According to research published in JACC: Heart Failure, patients with heart failure who experience low health literacy are at an increased risk of hospitalisation and mortality. A press release reports that this finding has significant clinical and public health implications and suggests that assessing and intervening upon an individual’s understanding of their own health could improve heart failure outcomes.
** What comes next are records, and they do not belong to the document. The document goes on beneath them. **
PR #560, opened 2020-04-29
Simple spike at separating the core `SpotlessTask` from check and apply

bigdaz:
- SpotlessTask runs the formatter for each source file, and generates an
  output file with the formatted results (if different)
   - If the task is not incremental, all prior outputs are removed
   - For each added file, the formatter is run, and the output is
     written if different from the original
   - For each removed file, the previous output is removed, if present
- SpotlessCheck will fail if there are any outputs from SpotlessTask
- SpotlessApply will copy any formatted outputs back over the original source

This mechanism has a number of benefits and makes things a lot simpler:
- The spotless cache is not required
- SpotlessTask is now a simple incremental task and benefits from the
  usual up-to-date checking. It should also support being made cacheable.

Note that a number of things were ignored for this spike:
- Anything to do with `PaddedCell`
- Check does not print out the actual formatting issues
- I didn't run any of the tests

### DIFF
--- a/lib/src/main/java/com/diffplug/spotless/Formatter.java
+++ b/lib/src/main/java/com/diffplug/spotless/Formatter.java
@@ -203,33 +203,6 @@ public final class Formatter implements Serializable, AutoCloseable {
 		}
 	}
 
-	/**
-	 * Applies formatting to the given file, writing to the output file if the result is different.
-	 * If the result of formatting is the same as the input, the output file is deleted.
-	 */
-	public void applyToAndWriteResultIfDirty(File input, File output) throws IOException {
-		Objects.requireNonNull(input);
-		Objects.requireNonNull(output);
-
-		byte[] rawBytes = Files.readAllBytes(input.toPath());
-		String raw = new String(rawBytes, encoding);
-		String rawUnix = LineEnding.toUnix(raw);
-
-		// enforce the format
-		String formattedUnix = compute(rawUnix, input);
-		// enforce the line endings
-		String formatted = computeLineEndings(formattedUnix, input);
-
-		// write out the file iff it has changed
-		byte[] formattedBytes = formatted.getBytes(encoding);
-		if (!Arrays.equals(rawBytes, formattedBytes)) {
-			Files.createDirectories(output.getParentFile().toPath());
-			Files.write(output.toPath(), formattedBytes);
-		} else {
-			Files.deleteIfExists(output.toPath());
-		}
-	}
-
 	/** Applies the appropriate line endings to the given unix content. */
 	public String computeLineEndings(String unix, File file) {
 		Objects.requireNonNull(unix, "unix");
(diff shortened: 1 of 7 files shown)


bigdaz:
@nedtwigg I spent some time experimenting with a solution to the cacheability of Spotless in Gradle. This is far from a finished solution, but demonstrates how I think it could work. In the end it's a lot simpler because there are no tasks that declare the same values as input and output.

Please take a look and let me know if you'd be interested in a more complete solution following along this vein. Thanks.

nedtwigg:
Looks great, thanks very much!  Unless we hit a showstopper (I don't see any), this will definitely get merged as we work through any issues, I definitely agree that it simplifies things.  I'll take a deeper look later and leave comments and perhaps push a commit or two - there are a few things that pop out where I think I can simultaneously turn the unit tests green and make the total diff a little smaller.  I guarantee a turnaround by tomorrow (Thurs) am.

bigdaz:
Thanks Ned. This is definitely spike code, but any feedback/improvements are welcome.
I've tried not to use any "modern" Gradle features (e.g. `Provider`) but I didn't verify that they didn't sneak in.

nedtwigg:
I wanted to dig in to the padded cell stuff, because I had a vague recollection of tech debt there.  The story is:

- users expect `spotless apply` to be idempotent, but lots of formatters have edge cases
- we added `paddedCell` mode to fix them
- we added a way to detect if you don't need `paddedCell` anymore, since it was slower
- it turned out that people only need `paddedCell` for a single run usually.  That one run would get them out of the buggy-zone of the formatter, and they didn't need it anymore
- so we tried to accomodate that common-case automatically, and ended up with `paddedCell` smeared all over everything

Looking at it with fresh eyes, we can leave `paddedCell` on at all times without any penalty performance compared to the smeared-thing we ended up doing, and that simplifies things greatly.  There are a few things I'd like to assign myself in this PR:

- fix the tests
- cleanup our `paddedCell` mess

A question I have for you is: it doesn't make sense to send non-formatted `spotlessApply` results to buildcache, imo.  Can we use `cacheIf` to disable buildcache if the output directory isn't empty?  Is that crazy?

nedtwigg:
More follow-up - this PR is much easier if PaddedCell is just always on.  The refactor is easier/safer if you remove PaddedCell on its own, and then do the task restructuring that you've outlined here.  I tried to do both at once, but I'm uncomfortable with how many tests are turning red for different unrelated reasons - we've got hard-earned tests for subtle gotchas in PaddedCell and in up-to-date checking, I don't want to accidentally throw any out by conflating them.

I'm hoping to push up the PaddedCell PR today, and once that's merged we can take a second pass on this PR.

bigdaz:
OK, thanks Ned. So as I understand it, you're going to push a PR so that PaddedCell is always enabled. After that I can take another pass at this PR, this time in a more rigorous fashion.

nedtwigg:
Perfect!

nedtwigg:
@bigdaz okay!  `master` is now ready.  Should be a lot easier this time around :)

Study authors Lila J Finney Rutten (Mayo Clinic in Rochester, USA) and colleagues state health literacy is the “the degree to which individuals have the capacity to obtain, process and understand basic health information and services needed to make appropriate health decisions”. Previous studies have suggested that low health literacy among patients with heart failure could be associated with a higher risk of mortality, hospitalisations and emergency department visits, but results have been inconsistent. Therefore, Finney Rutten et al sought to determine the effect of health literacy on mortality, while adjusting for important potential confounders, on hospitalisations and emergency department visits among heart failure patients; the first meta-analysis of its kind.
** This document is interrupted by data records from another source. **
Issue #280, opened 2018-08-09
Make spotless tasks all cacheable with the Gradle Build Cache


JLLeitschuh:
This should be as simple as adding the `@CachableTask` annotation to all of the relevant tasks.

nedtwigg:
I'm skeptical that this will be a performance improvement.  I'd want to see a benchmark before merging.

JLLeitschuh:
I'm guessing that the performance benefits won't be that large on a project with few sources, but on a project with thousands of files, I'm guessing that the build cache will provide a nice short circuit for an initial checkout and run of `spotlessCheck`.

They, with the assistance of a medical librarian, conducted a systematic review across EMBASE, MEDLINE, PsycInfo and EBSCO CINAHL databases from inception to 1 January 2019. Both observational and interventional studies evaluated the impact of health literacy among patients 18 years or older with heart failure on mortality, hospitalisations and emergency department visits for all causes. Interventional studies evaluated interventions among patients with heart failure who had low health literacy. Among the observational studies, 9,171 heart failure patients were included, of which 2,207 (24%) had inadequate or marginal health literacy.
In the studies reviewed, health literacy was assessed using objective or subjective measures—objective health literacy measurement tools evaluate how much the patient comprehends medical information and subjective measurement tools evaluate how much the patients think they understand.
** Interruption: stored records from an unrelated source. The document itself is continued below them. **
PR #567, opened 2020-05-04
Publicize the new VS Code extension for Spotless Gradle.

nedtwigg:
Saw [on twitter](https://twitter.com/badsyntax/status/1256570799185694720?s=20) that @badsyntax has made a VS Code extension which uses Spotless to format files.  We should maybe add it some other places too, but at the very least we should have it here.


badsyntax:
Thanks for this 👍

The authors found that low health literacy was associated with higher unadjusted risk for mortality (relative risk [RR]: 1.67, 95% confidence interval [CI]: 1.18, 2.36), hospitalisations and emergency department visits. In adjusted analyses, low health literacy remained statistically associated with mortality and hospitalisations, but no correlation was found for emergency department visits. Among the four interventional studies, two effectively improved outcomes for heart failure patients with low health literacy.
Finney Rutten comments: “Our findings showed that an inadequate level of health literacy is associated with increased risks in mortality and hospitalisation among patients with heart failure. Identifying health literacy as a factor that affects health outcomes and measuring its effect on patients with heart failure is essential to allocate more resources for, and research on, interventions to improve health literacy.”